# Homework for Kayakers



## Willi_H2O (Mar 6, 2009)

Learn and understand that flow changes constantly, especially with spring rains and thunderstorms. *What looked nice and peaceful 2 days ago may now be a wild raging torrent easily capable of pinning you against bridges, culverts, dams, and trees.*

The United States Geological Survey (USGS) maintains gaging stations on many of the rivers, streams, creeks and lakes around Michigan. 
Current stream flow conditions are transmitted every few hours via satellite into USGS district computer systems and from there onto the Internet. This gives an indication of what is happening around town before you leave home. Beware : ice or debris such as log jams; algal and aquatic growth in the stream; sediment movement; can alter or skew the recording equipment. 
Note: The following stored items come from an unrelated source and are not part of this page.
Issue #710, opened 2021-02-19
How to configure authenticated registry access to fetch RKE2 images "secure" from on-premise registry


Martin-Weiss:
It seems we have just "anonymous" access as option for fetching images from the on-premise registry in the RKE2 deployment process.

Is there any way to give RKE2 credentials to fetch the images non-anonymous from an on-premise registry?

Background: for security and auditing reasons "anonymous" access is not allowed.

P.S. yes - I know about the tarball image solution - but that is not a nice way to distribute images to new and existing servers and image transport standard is to use a registry ;-).

brandond:
cc @cjellick

brandond:
In case it wasn't clear from the status updates, this is being actively worked on.

Martin-Weiss:
> 
> 
> In case it wasn't clear from the status updates, this is being actively worked on.

Cool- that is great news!

Btw. I have seen this message during rke-server start:

`rancher-master-01 rke2[5844]: No matching credentials were found, falling back on anonymous`

so is this already implemented "somehow"?

brandond:
Yes, right now it will read creds from root's docker credentials at /root/.docker/config.json, but only when pulling the runtime image. This will be unified to pull creds from registries.yaml.

Martin-Weiss:
Ok - so as a temporary workaround I just need to create that config.json?
I do not have docker installed - but creating that file is not much of a challenge ;-)

rancher-max:
#### Validated using v1.20.4-rc2+rke2r1

- There is now the ability to use mirrors to fetch images from secure registry. By default, this is at `/etc/rancher/rke2/registries.yaml`. See below example registries file with dummy data:
```yaml
---
mirrors:
  docker.io:
    endpoint:
      - "my.private.registry"
  k8s.gcr.io:
    endpoint:
      - "my.private.registry"
configs:
  "my.private.registry":
    auth:
      username: fakeuser
      password: fakepass
    tls:
      cert_file: /home/ubuntu/cert.pem
      key_file:  /home/ubuntu/key.pem
      ca_file: /home/ubuntu/ca.pem
```
- Can store this file anywhere, and pass location when starting rke2 such as: `rke2 server --private-registry=/this/is/my/test/folder/auth.yaml` 
- If desired, can use this in conjunction with tarball and/or `--system-default-registry` flag (for anonymous access to same or different registry).

Issue #683, opened 2021-02-02
Make system-default-registry work with airgap images


brandond:
It is time to revisit the comments from #233:

> We're currently pulling images via go-containerregistry, we might need to hack something in to the transport if it doesn't have any direct mirror/endpoint override support.

> One path is to design and implement of registry mirroring inside of go-containerregistry, whether in a fork or directly upstream. Seeing that the moby PR has been open for 3 years with SUSE backing, don't think this can be assumed to be easy. The other path is to switch to a beefier registry client that does support mirroring, and importing the registries.yaml into this client's mirror config. I don't think go-containerregistry's remote.WithTransport() is a possible solution

This is in support of hybrid airgap image preload + local registry mirroring. Right now system-default-registry disables loading of images from tarballs, which is still desired in some situations (such as an in-cluster mirror).

rancher-max:
#### Validated in v1.20.4-rc2+rke2r1

- Can use system-default-registry and tarball together. Can also use the new registries.yaml mirror with all of these -- any combination of these three options works well.
- When using these two options together, images will appear to be pulled from the value from `--system-default-registry` (even if it is a completely invalid registry), as they are retagged:
```
# Log example from startup
INFO[0168] Imported docker.io/rancher/hardened-calico:v3.13.3-build20210223 
INFO[0168] Tagged myfake.registry.max/rancher/hardened-calico:v3.13.3-build20210223 

# Images on the host:
$ sudo /var/lib/rancher/rke2/bin/crictl -r unix:///run/k3s/containerd/containerd.sock images
IMAGE                                                                 TAG                              IMAGE ID            SIZE
docker.io/rancher/hardened-calico                                     v3.13.3-build20210223            736cae9d947ba       437MB
myfake.registry.max/rancher/hardened-calico                           v3.13.3-build20210223            736cae9d947ba       437MB
docker.io/rancher/hardened-coredns                                    v1.6.9-build20210223             6ab71f04f5474       128MB
myfake.registry.max/rancher/hardened-coredns                          v1.6.9-build20210223             6ab71f04f5474       128MB
docker.io/rancher/hardened-etcd                                       v3.4.13-k3s1-build20210223       271c0a695260e       126MB
myfake.registry.max/rancher/hardened-etcd                             v3.4.13-k3s1-build20210223       271c0a695260e       126MB
docker.io/rancher/hardened-flannel                                    v0.13.0-rancher1-build20210223   366c64051af85       261MB
[...]

Issue #676, opened 2021-01-27
RKE2 with SLES15SP2 - cannot download images from nexus based repo with authentification


peter-englmaier:
I am trying to get RKE2 v1.19.7+rke2r1 to work with SLES15SP2. I am trying to download images from a repository with authorization, which works with another SLES15SP2 host with docker, but with kubectl on the rke2 cluster, I get the following error:
```
"Failed to pull image "private.repo.ch:443/software/node:1.0": rpc error: code = NotFound desc = failed to pull and unpack image "private.repo.ch:443/software/node:1.0": failed to resolve reference "private.repo.ch:443/software/node:1.0":  private.repo.ch:443/software/node:1.0: not found
```
When I try to download the image using crictl pull --creds user:password private.repo.ch:443/software/node:1.0
I am getting the same error regardless of which creds I give, even without creds. It looks like it does not send the credentials. 

I can, however, side load the images using "ctn image import" and then it can be used in the cluster.

SLES15SP2 is not yet listed as validated, but it should work on any linux.

Related to #592 and maybe #647 (I did not specify a different default repository).

Best, Peter

peter-englmaier:
Tested with RKE2 v1.19.8+rke2r1 again. Does not work. 

```
ctr --debug image pull --user user:password private.repo.ch:443/software/node:1.0
DEBU[0000] fetching                                      image=" private.repo.ch:443/software/node:1.0"
DEBU[0000] resolving                                     host="private.repo.ch:443"
DEBU[0000] do request                                    host="private.repo.ch:443" request.header.accept="application/vnd.docker.distribution.manifest.v2+json, application/vnd.docker.distribution.manifest.list.v2+json, application/vnd.oci.image.manifest.v1+json, application/vnd.oci.image.index.v1+json, */*" request.header.user-agent=containerd/v1.4.3-k3s3 request.method=HEAD url="https://private.repo.ch:443/v2/software/node/manifests/1.0"
DEBU[0000] fetch response received                       host="private.repo.ch:443" response.header.cache-control="must-revalidate,no-cache,no-store" response.header.connection=keep-alive response.header.content-length=485 response.header.content-type="text/html;charset=iso-8859-1" response.header.date="Fri, 26 Feb 2021 11:08:41 GMT" response.header.keep-alive="timeout=5" response.header.server=nginx response.header.strict-transport-security="max-age=7776000" response.status="404 Not Found" url="https://private.repo.ch:443/v2/software/node/manifests/1.0"
[...]

Issue #641, opened 2020-12-24
Feature Request: RKE2 Support for Mixed Mode Registry


rajivml:
HI,

w.r.t Airgapped installs, 

If Docker private registry is installed on the same RKE2 cluster where all your target applications are deployed, then the same registry cannot be configured via system-default-registry param and as a result we have to patch our helm templates at so many places using kustomize to make helm/kubectl aware of docker private registry
       
So, what we are trying to achieve here is we want to use default registry location (i.e /var/lib/rancher/rke2/agent/images) for bootstrapping the RKE2 cluster and once the cluster is up we want to setup docker private registry over there and use the same for rest of the helm/kubectl installs.

But if we set system-default-registry to the docker private registry IP, RKE2 will no longer look at the path "/var/lib/rancher/rke2/agent/images" where the images required to bootstrap the k8 cluster are located and as a result cluster can't boot up

Where as our expectation is RKE2 should look at both "/var/lib/rancher/rke2/agent/images" location as well as the registryIP that we have configured via system-default-registry property, so that we don't have to patch any of our helm-charts and it will make the life of the customers much easy.

In the absence of this support, customers has to resort to kustomize or use some other open source library like this, but the problem using these kind of open source plugins is lack of support and these plugins can get deprecated any time due to lack of committers 
https://github.com/phenixblue/imageswap-webhook

rajivml:
More context about the request can be found here: https://rancher-users.slack.com/archives/C3ASABBD1/p1608958174187100

rajivml:
I think it makes more sense to support this at the platform level , from last one week am just doing this one thing of patching our helm templates in different ways so that RKE2 is aware of those images.

If RKE2 supports this out of box i.e. look for images at  "/var/lib/rancher/rke2/agent/images" first followed by looking for images at the system-default-registry-ip configured before bailing out, then it will solve the issue for those customers who want to setup docker private registry on the same original cluster where all original workloads are deployed

rajivml:
any chance of this getting picked up ? if there are doubts, please let me know , I can share further details

brandond:
I believe #715 should address your concerns. You will still need to be careful with the manifests needed to bootstrap the in-cluster registry to ensure that the imagePullPolicy is set to IfNotPresent, but once that is merged you will be able to use an airgap tarball at the same time as --system-default-registry. Note that you will still probably want to use registries.yaml to redirect docker.io to your private registry to avoid having to update the manifests for everything else you're deploying.

[...]

PR #715, opened 2021-02-20
Improve boostrap compat with airgap + private registry

brandond:
#### Proposed Changes ####

One commit per change:

*   Rewrite image override handling
    >Use go-containerregistry image reference packages to handle overriding   image names and registries instead of just building strings at startup.

* Remove quoted formatting in error messages
    >Quotes in log messages are awkward because they end up backslash-escaped    and it's hard to read. They aren't really adding any value so get rid of    them.

* Improve performance of bootstrap image extraction
    >The boostrap image was getting scanned twice - once to extract the    binaries, and again to extract the charts. The content is pulled or read    from the tarball on-demand so this is somewhat expensive.
    >
    >Improve performance by caching content locally, and only iterating    across it once.

* Restore charts content on startup
    >Chart manifests are actively deleted from the filesystem when they are    disabled, so we need to restore them from the copy extracted from the    runtime image every time we start up, otherwise they might unexpectedly    reappear after an upgrade when they were previously removed from the    disable list.

* Retag airgap tarball content to appear to come from system-default-registry
    >If using system-default-registry, all the manifests are updated to    specify that the image is sourced from this registry, but the images in    the tarball still come from docker.io.
    >
    >Fix this by retagging all the images in the tarball to also appear to    come from the default registry. K3s actually does the work, we just have    to ask it to do so.

* Add support for loading bootstrap image from compressed tarballs
    >K3s supports loading images from compressed tarballs, but we hadn't    added support for this when loading the bootstrap image. This meant that    users needed to manually decompress the extremely-large airgap image    tarball after downloading it from github.
    >
    >Fix this by adding support for the same compression formats that K3s    support when importing images, and also providing a zstd-compressed    tarball that shaves another ~250MB off the gzip image.

* Use registries.yaml auth/endpoint/tls configuration for bootstrap image pull
    >The boostrap image pull always went directly to the configured registry,    and did not support http registries, authentication, or other advanced    functionality.
    >
    >Add support for loading both credentials and transport (tls/endpoint)    configuration from registries.yaml.
    >
    >NOTE: Bootstrap image pulls will only use the first configured endpoint    for a registry, due to limitations in the go-containerregistry code. I    don't think this should be much of an issue, as I have not seen anyone    actually using multiple endpoints.

#### Types of Changes ####

* Airgap
* Packaged Components

#### Verification ####

Start RKE2 using all possible combinations of:
* Airgap tarball
* Private registry via registries.yaml
* --system-default-registry set to same / different registry as endpoint in registries.yaml

Start RKE2 with --disable=coredns, then restart with no disabled components and confirm that coredns comes back.

#### Linked Issues ####

#641
#676
#683
#710
#729

#### Further Comments ####

### DIFF
--- a/pkg/bootstrap/bootstrap.go
+++ b/pkg/bootstrap/bootstrap.go
@@ -2,6 +2,8 @@ package bootstrap
 
 import (
 	"archive/tar"
+	"compress/bzip2"
+	"compress/gzip"
 	"crypto/sha256"
 	"encoding/hex"
 	"fmt"
@@ -21,7 +23,11 @@ import (
 	"github.com/google/go-containerregistry/pkg/v1/tarball"
 	helmv1 "github.com/k3s-io/helm-controller/pkg/apis/helm.cattle.io/v1"
 	"github.com/k3s-io/helm-controller/pkg/helm"
+	"github.com/klauspost/compress/zstd"
+	"github.com/pierrec/lz4"
 	"github.com/pkg/errors"
+	"github.com/rancher/k3s/pkg/agent/util"
+	"github.com/rancher/k3s/pkg/untar"
 	"github.com/rancher/rke2/pkg/images"
 	"github.com/rancher/wrangler/pkg/merr"
 	"github.com/rancher/wrangler/pkg/schemes"
@@ -32,7 +38,10 @@ import (
 
 var releasePattern = regexp.MustCompile("^v[0-9]")
 
-const bufferSize = 4096
+const (
+	bufferSize    = 4096
+	extensionList = ".tar .tar.lz4 .tar.bz2 .tbz .tar.gz .tgz .tar.zst .tzst" // keep this in sync with the decompressor list
+)
 
 // binDirForDigest returns the path to dataDir/data/refDigest/bin.
 func binDirForDigest(dataDir string, refDigest string) string {
@@ -367,7 +376,7 @@ func preloadBootstrapImage(dataDir string, imageRef name.Reference) (v1.Image, e
 
 	// Try to find the requested tag in each file, moving on to the next if there's an error
 	for fileName := range files {
-		img, err := tarball.ImageFromPath(fileName, &imageTag)
+		img, err := preloadFile(imageTag, fileName)
 		if img != nil {
 			logrus.Debugf("Found %s in %s", imageTag, fileName)
 			return img, nil
@@ -378,6 +387,70 @@ func preloadBootstrapImage(dataDir string, imageRef name.Reference) (v1.Image, e
 	}
 	logrus.Debugf("No local image available for %s: not found in any file in %s", imageTag, imagesDir)
 	return nil, nil
+}
+
+// preloadFile handles loading images from a single tarball.
+func preloadFile(imageTag name.Tag, fileName string) (v1.Image, error) {
+	var opener tarball.Opener
+	switch {
+	case util.HasSuffixI(fileName, ".txt"):
+		return nil, nil
+	case util.HasSuffixI(fileName, ".tar"):
+		opener = func() (io.ReadCloser, error) {
+			return os.Open(fileName)
+		}
+	case util.HasSuffixI(fileName, ".tar.lz4"):
+		opener = func() (io.ReadCloser, error) {
+			file, err := os.Open(fileName)
+			if err != nil {
+				return nil, err
+			}
+			zr := lz4.NewReader(file)
+			return SplitReadCloser(zr, file), nil
+		}
+	case util.HasSuffixI(fileName, ".tar.bz2", ".tbz"):
+		opener = func() (io.ReadCloser, error) {
+			file, err := os.Open(fileName)
+			if err != nil {
+				return nil, err
+			}
+			zr := bzip2.NewReader(file)
+			return SplitReadCloser(zr, file), nil
+		}
+	case util.HasSuffixI(fileName, ".tar.gz", ".tgz"):
+		opener = func() (io.ReadCloser, error) {
+			file, err := os.Open(fileName)
+			if err != nil {
+				return nil, err
+			}
+			zr, err := gzip.NewReader(file)
+			if err != nil {
+				return nil, err
+			}
+			return MultiReadCloser(zr, file), nil
+		}
+	case util.HasSuffixI(fileName, "tar.zst", ".tzst"):
+		opener = func() (io.ReadCloser, error) {
+			file, err := os.Open(fileName)
+			if err != nil {
+				return nil, err
+			}
+			zr, err := zstd.NewReader(file, zstd.WithDecoderMaxMemory(untar.MaxDecoderMemory))
+			if err != nil {
+				return nil, err
+			}
+			return ZstdReadCloser(zr, file), nil
+		}
+	default:
+		return nil, fmt.Errorf("unhandled file type; supported extensions: " + extensionList)
+	}
+
+	img, err := tarball.Image(opener, &imageTag)
+	if err != nil {
+		logrus.Debugf("Did not find %s in %s: %s", imageTag, fileName, err)
+		return nil, nil
+	}
+	return img, nil
 }
 
 // setChartValues scans the directory at manifestDir. It attempts to load all manifests
--- a/pkg/bootstrap/bootstrap.go
+++ b/pkg/bootstrap/bootstrap.go
@@ -62,17 +62,18 @@ func dirExists(dir string) bool {
 	return false
 }
 
-// Stage extracts binaries and manifests from the runtime image specified in imageConf into the directory
-// at dataDir. It attempts to load the runtime image from a tarball at dataDir/agent/images,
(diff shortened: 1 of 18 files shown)


pkg/bootstrap/registries.go
```diff
@@ -0,0 +1,175 @@
...
+	req.Host = endpointURL.Host
+	req.URL.Host = endpointURL.Host
+	req.URL.Scheme = endpointURL.Scheme
+
+	tlsConfig, err := r.getTLSConfigForEndpoint(endpointURL)
+	if err != nil {
+		return nil, errors.Wrap(err, "failed to get TLS config from private registry configuration")
+	}
+
+	transport := &http.Transport{
```
ibuildthecloud, line 73: I think you need to CloseIdleConnections in defer, else disable the idle connections.

brandond: This is just the default Transport from https://github.com/golang/go/blob/release-branch.go1.15/src/net/http/transport.go#L42. All I'm really doing beyond what you'd get from http.DefaultTransport is setting TLSClientConfig.

Since I'm not actually making the request, but rather letting the core code handle the actual round-tripping, I'm not responsible for closing anything, am I?

brandond: Oh I see, I'm creating a new transport per request which means that idle connections can hang out on that Transport even though I'm never going to reuse it. I should either disable idle connections, or make sure that I return the same transport instance for the same endpoint.

pkg/bootstrap/bootstrap.go
```diff
@@ -137,10 +156,48 @@ func Stage(dataDir string, imageConf images.Images) (string, error) {
 	return refBinDir, nil
 }
 
-// extract extracts image content to targetDir all content from reader where the filename is prefixed with prefix.
-// The imageName argument is used solely for logging.
-// The destination directory is expected to be nonexistent or empty.
-func extract(imageName string, targetDir string, prefix string, reader io.Reader) error {
+// copyAll recursively copies files from source to dest, creating directories
```
dweomer, line 159: So long as we are not mutating while we copy, aka require visitor-pattern logic, then we should consider leverage https://pkg.go.dev/github.com/containerd/continuity@v0.0.0-20210208174643-50096c924a4e/fs#CopyDir which should already be in scope.

pkg/bootstrap/bootstrap.go
```diff
@@ -220,93 +278,210 @@ func extractToDir(dir, prefix string, img v1.Image, imageName string) error {
...
 	return merr.NewErrors(errs...)
 }
 
-// preloadBootstrapImage attempts return an image named imageName from a tarball
+// preloadBootstrapFromRuntime tries to load the runtime image from tarballs, using both the
+// default registry, and the user-configured registry (on the off chance they've retagged the
+// images in the tarball to match their private registry).
+func preloadBootstrapFromRuntime(dataDir string, resolver *images.Resolver) (v1.Image, error) {
+	var refs []name.Reference
+	runtimeRef := resolver.MustGetReference(images.Runtime)
```
dweomer, line 351: The return signature of `preloadBootstrapFromRuntime` includes an error so we should return it instead of delegating to `logrus.Fatalf` in the `MustGetReference` wrapper.

pkg/bootstrap/bootstrap.go
```diff
@@ -220,93 +278,210 @@ func extractToDir(dir, prefix string, img v1.Image, imageName string) error {
...
+	if runtimeRef.Context().Registry.Name() == images.DefaultRegistry {
+		// If the image is from the default registry, only check for that.
+		refs = []name.Reference{runtimeRef}
+	} else {
+		// If the image is from a different registry, check the default first, then the configured registry.
+		defaultRef := resolver.MustGetReference(images.Runtime, images.WithRegistry(images.DefaultRegistry))
```
dweomer, line 357: See https://github.com/rancher/rke2/pull/715/files#r583921244

pkg/images/images.go
```diff
@@ -1,53 +1,213 @@
...
+	Pause                 = "pause-image"
 )
 
+// These defaults are overridden at build time and do not need to be updated here
 var (
-	KubernetesVersion = "v1.20.2"      // make sure this matches what is in the scripts/version.sh script
-	PauseVersion      = "3.2"          // make sure this matches what is in the scripts/build-images script
-	EtcdVersion       = "v3.4.13-k3s1" // make sure this matches what is in the scripts/build-images script
-	RuntimeImageName  = "rke2-runtime"
+	DefaultRegistry        = name.DefaultRegistry
```
dweomer, line 26: :+1:

pkg/images/images.go
```diff
@@ -1,53 +1,213 @@
...
-type Images struct {
-	SystemDefaultRegistry string `json:"system-default-registry"`
-	Runtime               string `json:"runtime"`
-	KubeAPIServer         string `json:"kube-apiserver"`
-	KubeControllManager   string `json:"kube-controller-manager"`
-	KubeScheduler         string `json:"kube-scheduler"`
-	ETCD                  string `json:"etcd"`
-	Pause                 string `json:"pause"`
+// ROption is an option to modify image resolution behavior.
+type ROption func(name.Reference) (name.Reference, error)
```
dweomer, line 34:
```suggestion
type ResolverOpt func(name.Reference) (name.Reference, error)
```

dweomer: A stylistic suggestion that enhances grokability.

scripts/build-binary
```diff
@@ -20,10 +20,14 @@ BUILDTAGS="selinux netgo osusergo no_stage static_build sqlite_omit_load_extensi
...
-        -X ${RKE2_PKG}/pkg/images.KubernetesVersion=${DOCKERIZED_VERSION}
+        -X ${K3S_PKG}/pkg/version.GitCommit=${REVISION}
         -X ${K3S_PKG}/pkg/version.Program=${PROG}
         -X ${K3S_PKG}/pkg/version.Version=${VERSION}
-        -X ${K3S_PKG}/pkg/version.GitCommit=${REVISION}
+        -X ${RKE2_PKG}/pkg/images.DefaultRegistry=${REGISTRY}
+        -X ${RKE2_PKG}/pkg/images.DefaultEtcdImage=rancher/hardened-etcd:${ETCD_VERSION}
+        -X ${RKE2_PKG}/pkg/images.DefaultKubernetesImage=${REPO}/hardened-kubernetes:${DOCKERIZED_VERSION}
+        -X ${RKE2_PKG}/pkg/images.DefaultPauseImage=rancher/pause:${PAUSE_VERSION}
+        -X ${RKE2_PKG}/pkg/images.DefaultRuntimeImage=${REPO}/${PROG}-runtime:${DOCKERIZED_VERSION}
```
dweomer, line 30: I appreciate the enhanced lexical ordering.

scripts/package-images
```diff
@@ -8,4 +8,5 @@ source ./scripts/version.sh
 mkdir -p dist/artifacts
 
 cp -f build/images.txt dist/artifacts/${PROG}-images.${PLATFORM}.txt
-gzip < build/images/${PROG}-airgap.tar > dist/artifacts/${PROG}-images.${PLATFORM}.tar.gz
+zstd -T0 -16 -f --long=25 build/images/${PROG}-airgap.tar -o dist/artifacts/${PROG}-images.${PLATFORM}.tar.zstd
+gzip -v -c build/images/${PROG}-airgap.tar > dist/artifacts/${PROG}-images.${PLATFORM}.tar.gz
```
dweomer, line 12: Would be a real nice to have for build times to run these in parallel but I realize that means job control, ugh.

pkg/bootstrap/bootstrap.go
brandond: I wish I'd known about this yesterday!

scripts/package-images
brandond: Yeah, same :/

scripts/build-binary
brandond: yay for sorting!

pkg/images/images.go
brandond: 🎉

brandond:
* got rid of MustGetReference in places where we're returning an error anyway
* extended name.Reference into a few places we were passing around strings
* Used the containerd directory copy function

dweomer (approved):

pkg/bootstrap/readcloser.go
```diff
@@ -0,0 +1,79 @@
...
+
+import (
+	"io"
+
+	"github.com/klauspost/compress/zstd"
+	"github.com/rancher/wrangler/pkg/merr"
+)
+
+// Explicit interface checks
+var _ io.ReadCloser = &zstdReadCloser{}
```
briandowns, line 11: I like that we're actively continuing this pattern.

brandond:
Based on feedback from @briandowns, cleaned up ReadCloser wrappers and added shortcut return in getDefaultImage

briandowns (approved):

*Visually scouting in person is always the best way to maintain your safety.*

http://water.weather.gov//ahps2/index.php?wfo=dtx


----------



## Willi_H2O (Mar 6, 2009)

I guess nobody checks stuff before they go out 
- they just wing it and whatever happens -- oh well


----------



## Swamp Monster (Jan 11, 2002)

Not necessarily. If you haven't noticed, this is an outdoor site visited primarily by folks that fish and or hunt. Most who spend time on moving water use these tools often to check water conditions for a number of reasons. Is the river blown out? Is it safe to wade? Is it enough influx of water to bring fish up to spawn? Is it safe to launch your craft (boat or yak) to get to those backwaters for ducks? Low and clear or high and muddy? Certainly flow numbers can't completely answer any of those questions but it's a start. They are good tools to use.


----------